4120 woodrow ct said:


> thats just dirty


and not in the good way


----------



## armophob (Nov 13, 2006)

Well as a Directv viewer, I call for a boycott on all Viacom programming until further notice.

Anyone with me?


----------



## Davenlr (Sep 16, 2006)

I just got this from Viacom via email...


> Tune in tonight for Futurama's first live stream at 10:30/9:30c after an all-new episode! http://www.cc.com/futurama-live


See if it works tonight...I think its just a chat with Matt Groenig, dont think its the episode.


----------



## JcT21 (Nov 30, 2004)

armophob said:


> Well as a Directv viewer, I call for a boycott on all Viacom programming until further notice.
> 
> Anyone with me?


+1

to take it away from everyone... that is just dirty..very low.


----------



## Davenlr (Sep 16, 2006)

armophob said:


> Well as a Directv viewer, I call for a boycott on all Viacom programming until further notice.
> 
> Anyone with me?


I would guess all DirecTv subs are boycotting right now


----------



## veryoldschool (Dec 10, 2006)

Guess someone wasn't checking the web earlier: http://forums.solidsignal.com/content.php/604-Viacom-pulls-its-own-programming-from-its-own-web-site


----------



## wmb (Dec 18, 2008)

What is interesting here is that Viacom claims one-in-five DirecTV viewer is watching a Viacom channel. http://blog.viacom.com/2012/07/directv-unravelling-the-spin/

I wonder if Viacom learned the hard way that its easier to beam a signal to D* for distribution than it is to stream it themselves?


----------



## tonyd79 (Jul 24, 2006)

Maybe directv viewers broke it. Denial of service attack.


----------



## armophob (Nov 13, 2006)

Davenlr said:


> I would guess all DirecTv subs are boycotting right now


Solidarity my brothers and sisters, thank you all for pulling together with this Directv boycott of Viacom!!!


----------



## cjrleimer (Nov 17, 2004)

armophob said:


> Solidarity my brothers and sisters, thank you all for pulling together with this Directv boycott of Viacom!!!


Can I get a a men.


----------



## funnyfarm299 (Mar 3, 2012)

It's like their asking people to find their shows illegally.
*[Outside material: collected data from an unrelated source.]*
PR #83, opened 2018-04-03
 Allow for list of labels in parameter

koning:
If the parameter in the global.parameters section of the yaml file is
not a simple number, the resulting label will give non-viable directory
names.

### DIFF
--- a/maestrowf/interfaces/script/slurmscriptadapter.py
+++ b/maestrowf/interfaces/script/slurmscriptadapter.py
@@ -110,7 +110,8 @@ class SlurmScriptAdapter(SchedulerScriptAdapter):
             # If we're looking at the bank and the reservation header exists,
             # skip the bank to prefer the reservation.
             if key == "bank" and "reservation" in self._batch:
-                continue
+                if self._batch["reservation"]:
+                    continue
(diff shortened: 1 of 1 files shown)


FrankD412:
@koning -- A couple of things.

1. `flake8` is failing -- it states that bare `except` statements should not be used. Can you rework the logic? I think the simplest way to accomplish this is to check if we have an instance of a `str` or `list`.
2. You do not appear to be checking that the length of the label list is the same as the length as the length of the number of parameters. Currently, the only supported way to define parameters is to enumerate out all combinations. The `YAMLSpecification` class has verification methods that could handle this.

maestrowf/datastructures/core/parameters.py
```diff
@@ -299,7 +299,10 @@ def get_combinations(self):
             combo = Combination()
             for key in self.parameters.keys():
                 pvalue = self.parameters[key][i]
-                tlabel = self.labels[key].replace(self.label_token,
+                try:
+                    tlabel = self.labels[key][i]
+                except:
```
FrankD412: `flake8` flags bare `except` statements as a style violation. I suggest explicitly checking for types here.

PR #84, opened 2018-04-04
 Allow for list of labels in parameter

koning:
THis PR adds the ability to define the label for a global parameter as a unique list of label names. The yamlspecification will now check for list types and check for length agreement with the values array and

It should be noted that the shows are still on Hulu though.


----------



## charlie460 (Sep 12, 2009)

Like I was saying, they are really making themselves to look like the bad guys here.


----------



## cjrleimer (Nov 17, 2004)

funnyfarm299 said:


> It's like their asking people to find their shows illegally.
> 
> It should be noted that the shows are still on Hulu though.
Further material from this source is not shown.